Rendering falls into similar pitfalls to its contemporary antithesis. Aside from the software for creating images from a digital model, the act of rendering has biblical undertones. Gods render, acting instantly and righteously to enforce their will upon reality. The rendering is immutable and irrevocable, appearing instantly in hyper-resolution. Unlike collage, the form and style of the rendered object are open to cultural interpretation on their own terms. The digital space starts as a void and each element must be defined and drawn by the designer. Yet, in the same way, much of the indeterminacy is lost in the blunt action of the medium. There is no nuance in a render because the engine on which the medium is based does not understand open-endedness. A render manifests literally what is there in the digital space including all of its inadequacies. The approximated line of the site becomes solid planes of white that inform the design of that space. An unresolved moment does not appear as a void begging to be filled but as a crisply rendered block because, in the machine’s eyes, the project is always complete, exact and final, to the most minute detail. The form is not drawn out from the void but translated in total resolution from digital to physical space. Unlike in the real world, there are no maybes.

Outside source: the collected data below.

PR #1499, opened 2026-03-04
ref: Use diagnostic channels for OpenAI SDK wrapper

lforst:
Moves the implementation for the `wrapOpenAI` wrapper over to use diagnostic channels that are picked up by the plugins.

Ref: https://github.com/braintrustdata/braintrust-sdk-javascript/issues/1483

### DIFF
--- a/js/src/wrappers/oai.ts
+++ b/js/src/wrappers/oai.ts
@@ -189,7 +189,7 @@ function wrapBetaChatCompletionParse<
     );
     return channel.tracePromise(
       // eslint-disable-next-line @typescript-eslint/consistent-type-assertions
-      () => completion(params as P),
+      async () => await completion(params as P),
       { arguments: [params], span_info },
     );
   };


js/src/wrappers/oai.ts
```diff
@@ -1,16 +1,20 @@
...
-} from "../logger";
-import { getCurrentUnixTimestamp, isEmpty } from "../util";
-import { mergeDicts } from "../../util/index";
-import { responsesProxy, parseMetricsFromUsage } from "./oai_responses";
+  LEGACY_CACHED_HEADER,
+  parseCachedHeader,
+  X_CACHED_HEADER,
+} from "../openai-utils";
+import { responsesProxy } from "./oai_responses";
+import { tracingChannel } from "dc-browser";
```
Qard: We should not be import `dc-browser` directly like this anywhere. See my note in #1501.

lforst: Oh right, for some dumb reason I thought it was already isomorphic. Makes sense.

PR #1544, opened 2026-03-11
chore: Update release process to use gha trigger

AbhiPrasad:
This PR makes some small improvements to our release process, notably making it easier to publish stable releases via the github UI (action triggers). It also addresses an error scenario where it will only publish a tag on the repo after a successful npm publish. `PUBLISHING_JS.md` has the full set of details of the new publish workflow.

Publishing a main release is now gated behind an approver for the action. This is the current list of folks who can approve a release. Wasn't 100% sure of this, but figured it's nice for safety now that both pre-releases and stable releases go through github triggers. Approvers don't have to get another approver to run their release.

image

This is done in prep for https://github.com/braintrustdata/braintrust-sdk-javascript/issues/1543

### DIFF
--- a/.github/workflows/publish-js-sdk.yaml
+++ b/.github/workflows/publish-js-sdk.yaml
@@ -18,6 +18,10 @@
 
 name: Publish JavaScript SDK
 
+concurrency:
+  group: publish-js-sdk-${{ inputs.release_type }}-${{ inputs.branch }}
+  cancel-in-progress: false
+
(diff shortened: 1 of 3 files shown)


AbhiPrasad:
yeah I'll think about this after the nightly. We can probably just use something like https://github.com/googleapis/release-please eventually and remove most of the custom stuff here.

(in repo changelog also super useful).

PR #1553, opened 2026-03-12
Add support for classifier "scorers"

aswink:


AbhiPrasad (commented):
This also needs a bunch more tests, but we can tackle that after this.

lforst:
I looked into this PR a bit from a user perspective and I found it quite confusing to have both `id` and `label`. What is the behavior of label? What if the label doesn't match `id`? IMO it would make most sense to have one singular required param named `slug`. How locked in is this design?

Edit: Also how does `name` fit into the story? makes it even more confusing...

js/util/score.ts
```diff
@@ -1,3 +1,23 @@
+/**
+ * The result returned by a classifier function. Unlike `Score`, `id` is
+ * required and the span will be recorded as a classifier span.
+ */
+export interface Classification {
+  name: string;
+  id: string;
+  label?: string;
```
lforst, line 23: Would love jsdoc for all of these fields. As a user I'd have a tough time knowing what to provide for them.

lforst:
I think the way we are changing `Evaluator` is a breaking change 🤔

js/util/score.ts
aswink: added a comment!

lforst (approved):

PR #1558, opened 2026-03-13
fix: Make sure params get passed through for compiled prompt

AbhiPrasad:
resolves https://linear.app/braintrustdata/issue/BT-4378/typescript-sdk-promptbuild-fields-response-format-tool-choice

This fixes a bug with typings where params were not being passed through correctly.

```ts
import OpenAI from "openai";
import { Prompt } from "braintrust";

declare const prompt: Prompt;

const params = prompt.build(
  { topic: "TypeScript" },
  { flavor: "chat" },
);

// Before the fix, these would fail
// Property 'temperature' does not exist on type 'CompiledPrompt<"chat">'
const temperature = params.temperature;
const responseFormat = params.response_format;
const toolChoice = params.tool_choice;
```

I didn't add a test for this because it's just a types change, but lmk and I can add a set of type check tests.


AbhiPrasad:
Ah okay we are fine. I over though it. We did break `params.response_format.json_schema.schema`, but that would have been busted before anyway. So this change is safe.

PR #1567, opened 2026-03-15
fix: resolve edge AsyncLocalStorage from runtime builtins

dmmulroy:
## Summary
- resolve `AsyncLocalStorage` for the `workerd` and `edge-light` builds from either the global or `process.getBuiltinModule(\"node:async_hooks\")`
- add `js/src/edge-runtime-bootstrap.test.ts` as a minimal repro + regression test, then harden it to cover accessor-backed `getBuiltinModule` and reset the symbol-backed global state between cases
- flip the affected Cloudflare compat smoke scenarios from expected failure to passing for ALS-backed parent propagation

## Minimal Repro
I included the minimal repro inline here and as the committed regression test in `js/src/edge-runtime-bootstrap.test.ts`.

```js
import * as asyncHooks from "node:async_hooks";

// Reproduce an edge/workerd-style runtime where AsyncLocalStorage is not
// exposed as a global constructor.
Reflect.deleteProperty(globalThis, "AsyncLocalStorage");

// Reproduce the alternative runtime path this patch now supports:
// AsyncLocalStorage is only reachable through process.getBuiltinModule().
Object.defineProperty(process, "getBuiltinModule", {
  configurable: true,
  get: () => (id) =>
    id === "node:async_hooks" ? asyncHooks : undefined,
});

// Import after patching the runtime surface so the SDK bootstrap sees the
// same environment shape that was previously failing.
const braintrust = await import("braintrust/workerd");

braintrust._exportsForTestingOnly.setInitialTestState();
await braintrust._exportsForTestingOnly.simulateLoginForTests();

const logger = braintrust.initLogger({
  projectName: "als-repro",
  projectId: "test-project-id",
});

const root = logger.startSpan({ name: "root", type: "task" });
const parent = await root.export();

const result = await braintrust.traced(
  async (span) => {
    // Before the fix, currentSpan() could still resolve to NOOP_SPAN here
    // even though traced() passed a real span into the callback.
    const active = braintrust.currentSpan();
    const child = braintrust.startSpan({ name: "child", type: "task" });
    child.end();

    return {
      isNoop: Object.is(active, braintrust.NOOP_SPAN),
      sameObject: Object.is(active, span),
      childParents: child.spanParents,
    };
  },
  { parent, name: "chat", type: "task" },
);

// After the fix, this logs something like:
// { isNoop: false, sameObject: true, childParents: ["<chat span id>"] }
// Before the fix, the same script could log:
// { isNoop: true, sameObject: false, childParents: [] }
console.log(result);
```

`childParents` contains the active `chat` span id, so the exact string varies per run. The important part is that it goes from an empty array before the fix to a single parent span id after the fix.

Before this patch, `currentSpan()` could still resolve to `NOOP_SPAN` in this setup, so `sameObject` was false and `childParents` was empty even though `traced()` passed a real span into the callback. After this patch, `currentSpan()` resolves to the active span and the child span inherits the expected parent/root context.

## Verification
- `pnpm --dir js exec vitest run src/edge-runtime-bootstrap.test.ts`
- `pnpm --dir js exec tsc --noEmit`
- `pnpm --dir js build`

### DIFF
--- a/js/smoke/scenarios/cloudflare-worker-browser-compat/README.md
+++ b/js/smoke/scenarios/cloudflare-worker-browser-compat/README.md
@@ -1,20 +1,20 @@
 # Cloudflare Worker Browser Compat Scenario
 
-Tests Braintrust SDK in Cloudflare Workers with `braintrust/browser` entrypoint with `nodejs_compat_v2` enabled.
+Tests Braintrust SDK in Cloudflare Workers with the top-level `braintrust` import resolving to the `workerd` build, with `nodejs_compat_v2` enabled.
 
 ## Design Decisions
 
 ### Import Path
 
-Uses `braintrust/browser` (browser entrypoint) to test browser-compatible code with Node.js APIs available.
+Uses `braintrust` and asserts that Cloudflare resolves it to the `workerd` build in this runtime.
 
 ### Compatibility Flags
 
-`nodejs_compat_v2` is enabled. While the browser entrypoint doesn't require Node.js APIs, this tests that the browser entrypoint works correctly when Node.js compatibility is present. This is useful for scenarios where other parts of the application need Node.js APIs.
+`nodejs_compat_v2` is enabled to verify that the default Cloudflare Workers resolution still behaves correctly when Node.js compatibility is present.
 
 ### Expected Outcome
 
-All tests should pass. The browser entrypoint should work correctly regardless of whether Node.js compatibility is enabled or not.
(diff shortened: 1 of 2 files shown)


AbhiPrasad (commented):
This looks good to me (although I wish cloudflare made this easier on the runtime side). CI will probably fail on the fork, but we can cherry-pick the commit onto a new branch and PR it in.

PR #1617, opened 2026-03-20
fix(auto-instrumentation): Fully preserve returned promise in tracing channel hook

lforst:
Fix the auto-instrumentation node hook so Anthropic `messages.stream()` keeps working under `node --import braintrust/hook.mjs`.

- Preserve the original promise-like return value in the hook instead of returning a chained promise
- Keep Anthropic `APIPromise` helpers like `withResponse()` intact
- Remove the e2e workaround so the Anthropic node-hook scenario uses `messages.stream()` again
- Add regression coverage for promise subclass helper preservation

Fixes https://github.com/braintrustdata/braintrust-sdk-javascript/issues/1591


Qard (commented):
This change would be incorrect though. It also breaks behavioural compatibility with Node.js core.

PR #1618, opened 2026-03-20
fix: Skip promise chaining when original promise has additional fields

lforst:
OpenAI and Anthropic SDK functions sometimes return Promises (having Promise prototype) with additional fields. Whenever we wrap these Promises with a chain (`.then()`) the return value will not have the additional field, breaking API contracts.

To mitigate we have previously introduced a check to compare the prototype to `Promise` to make sure that we only chain actual promises, however that was only enough for OpenAI. Anthropic seems to return actual Promises with additional fields so we gotta add an additional check that checks for additional ownproperties.

### DIFF
--- a/js/src/auto-instrumentations/patch-tracing-channel.ts
+++ b/js/src/auto-instrumentations/patch-tracing-channel.ts
@@ -105,11 +105,11 @@ export function patchTracingChannel(
               isPlainNativePromiseWithoutHelpers(result)
             ) {
               return result.then(
-                (res) => {
+                (res: unknown) => {
                   publishResolved(res);
                   return res;
                 },
-                (err) => {
+                (err: unknown) => {
                   publishRejected(err);
                   return Promise.reject(err);
                 },


Qard:
We already addressed the thenables problem though, so that should be a non-issue. As for the async iterator thing, is the sync result itself directly an async iterator? Or is that wrapped in a promise? I'm working on some improvements to tracing channel in Node.js core to address the lack of async iterator support. It would be good if we try to align with that. Namely, we should still be producing the asyncStart and asyncEnd around the overall boundaries, and should have boundary events around each yield too ideally.

The benefit of conforming to the diagnostics_channel model is that you get discrete event pairs which can be understood more generically rather than having all this sort of code which ties deeply into the implementation details of the code and is therefore brittle to changes to the API surface. If the code changes with direct patching like this the patches could break. If the code changes with diagnostics_channel either the channel publishing changes with it or the channels simply don't emit those events anymore and so nothing happens.

What I had done for these things previously was just patch the received async iterators in the diagnostics_channel handlers we _did_ have provided as we do not have the async iterator mechanisms yet. But we _should_ still express the full async lifecycle though because that's what indicates when to stop a corresponding span, right? It's _supposed_ to be the case that we can simply use the diagnostics_channel events directly for starting/stopping spans and then we can augment that with additional channel events to capture other details like errors or logs.

While `tracePromise` might be insufficient for the async iterator part, I'm not seeing why it's not at least usable for the _rest_ of that and we can just deviate minimally for only the async iterator need?

PR #1640, opened 2026-03-23
chore(ci): Extend timeout to try and fix flakey ci

lforst:
Tries to fix random failures for the vitest tests.


lforst:
> Approving just to fix it for now, but we might want to look more deeply at why they take so long that they need the timeout extended. 🤔

I agree. I think that they're mostly slow due to the version matrix installs and not any majorly dumb reason.

PR #1368, opened 2021-06-16
Fix project after #1358

dflems:
I accidentally broke this in #1358. I developed/verified it in the example app via cocoapod, so I didn't add it to the main project.

This repo could really use some CI jobs to do build / test / validation 😬 

@buba447 @thedrick 

cc @AYastrebov


thedrick (approved):
oh thank you 😬  yeah we could definitely do with some CI here 😅

PR #1377, opened 2021-07-08
Fix multi-platform Swift Package

### LINKED ISSUE #1057: Unable to use Lottie with MacOS app
## Lottie-iOS Issue
Unable to use Lottie for an macOS app. I'm using latest **macOS Catalina** + **Xcode 11.1**
I'm trying to use it with a **SwiftUI** app (if that helps)

Please make it compatible latest Xcode / macOS version

## This issue is a:
- [ ] Crashing Bug
- [x] Feature Request

Lottie 3.1.3

## What Platform are you on? 

- [x] MacOS
- [ ] iOS

## What Language are you in?
- [x] Swift
- [ ] Objective-C

## Expected Behavior 
Compiles without errors

## Actual Behavior
There are no issues installing the library, but unable to compile, saying ``ld: framework not found Lottie``. I tried installing using **Package Manager** method and **Cocoa Pods** method. Neither works.

Screenshot 2019-10-11 at 09 05 29

**_BTW installing and compiling for iOS app yields no errors or warnings._**

## How to reproduce

- Create new project -> macOS -> App
- Add the Lottie library using preferred method (e.g Package Manager)
- Hit Run (Command +R)

## Animation JSON
Unable to make it work. Not at the animation step yet.

msealand:
This fixes #1057, removing the need for macOS projects that use Swift Package Manager to use a separate branch.  SPM only requires that all file names are unique across the entire package, regardless of target platform.  This fix simply renames the few platform specific files, appending either `-iOS` or `-macOS` depending on which platform they are for.  There's no need to exclude them completely since they all have `#if os(...)` blocks around their platform specific code.

I updated Example project with the new file paths and verified that it still worked.  In the macOS target of the Example project, I also updated the code signing settings so that it can be run without signing.


hannesoid:
I briefly tested this and it seems to work - the resulting package can be used on iOS and macOS

Who has the permissions to review & merge this?

calda:
@msealand, this should be fixed by #1428. Does that change work for you?

PR #1384, opened 2021-08-04
feat: add the black and white color mode of lottie json animation;

taoyuxuan:


calda:
Thanks for the suggestion @taoyuxuan -- this seems somewhat nice so I'm not sure we'd want to make this part of Lottie's public API. It may be better to update the json of individual animations to make them use grayscale colors, or use the `AnimationKeypath` API to update the colors to be grayscale.

PR #1391, opened 2021-09-03
Integrate macOS macros for multi-platform support

### LINKED ISSUE #1361: Support multi-platform Xcode Projects (iOS and macOS) in Swift Package Manager

## This issue is a:
- [] Non-Crashing Bug (Visual or otherwise)
- [] Crashing Bug
- [x] Feature Request

Lottie 3.0

## What Platform are you on? 
- [x] MacOS
- [x] iOS

## What Language are you in?
- [x] Swift
- [] Objective-C

## Expected Behavior 

For a SwiftUI cross-platform application with multiple Xcode targets (iOS AND macOS), I expect to be able to include Lottie for iOS and macOS in the one Xcode project.

i.e. these two:

https://github.com/airbnb/lottie-ios (branch: `master`)
https://github.com/airbnb/lottie-ios (branch: `lottie/macOS-spm`)

## Actual Behavior

Xcode won't allow the unique repo (https://github.com/airbnb/lottie-ios) to be added a second time, so I'm forced to choose one of the two available branches.

Workaround: I can fork the airbnb repo, thereby creating the second repo for Xcode to recognise. 

Better solutions: Either

1.  Move the macOS branch of the `airbnb/lottie-ios` repo to its own `airbnb/lottie-macos` repo, or
2. Support cross-platform within the existing `airbnb/lottie-ios` repo.

Thank you!

chuynadamas:
Hello,

First all awesome work with this project :) -  This PR fix #1361 I added the macro ```#else``` for the duplicated files to be able to use in ```macOS``` and ```iOS``` , this implies that we have to use the same macros to use in shared code

```swift
#if os(iOS) 
//Code for iOS
#else
//Code for other platforms
#endif
``` 

In my particular case, this fix suits my ```CI/CD``` because I don't need to launch a simulator and I can test directly using ```macOS``` configuration.

Also I see the PR #1377 is using a different approach, so the owners can pick whatever they think is better for the library! 
Thanks in advance.


Moriquendi:
👍 Can someone from the Lottie team merge it please?

calda:
@chuynadamas, this should be fixed by #1428. Does that change work for you?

In architecture ‘render’ also designates a type of finish, the sleek final-coat to a wall. It hides the inevitable defects of constructing reality and aims towards some higher ideal of what the architecture is: perfect, clean and white. However architecture is never perfect, clean nor white, and the edges of the architect’s vision are always indefinite until they are at last made real. Collaging and rendering aim to absolutely define things that architecture as a practice cannot. Collaging is explicit about invention and reference yet suppresses the linear design process that comes after. It is ignorant of the fact that the many threads of an idea are impossible to collate. Rendering projects a formal absoluteness that belies the inherent uncertainty both of the mind of the architect and of the world we must work in. In this way, both practices could do best to draw inspiration from their predecessor, the humble pencil. If architecture cannot codify a media practice that learns to embrace indeterminacy and ‘TBC’, architectural invention will struggle to retain a foothold in the offices of the future.

Cameron lives in Berlin, working on a variety of architecture and writing projects alongside being a freelance designer for Unknown Works, an architecture practice in London.